WORK ITEM: Which of the lines in the data below contain the string "approved"? Copy each of them.

=== DATA ===

PR #474, opened 2024-09-21
Fix a bug in the positivity shift diagnostics and in proj_bimaxwellian_on_basis, and implement FourMoments

manauref:
New feature:
- A FourMoments option for GK which calculates M0, M1, M2par and M2perp together.

Two fixes:
1. Previously we were making the positivity shift diagnostic moments the same as those the user requested. But when the user requests Maxwellian or BiMaxwellian moments one gets a division error at t=0 when computing upar of the positivity shift, because its density is zero. We fix this by simply making the diagnostic for pos shift always be FourMoments.
2. Fix a missing factor of 0.5 in the proj_bimaxwellian_on_basis_lab_mom. It had snuck in when we changed the definition of M2perp.

This goes with PR 44 in gkylcas: https://github.com/ammarhakim/gkylcas/pull/44


JunoRavin (approved):

ammarhakim (approved):
Ready to merge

===

EXERCISE ANSWER:
JunoRavin (approved):
ammarhakim (approved):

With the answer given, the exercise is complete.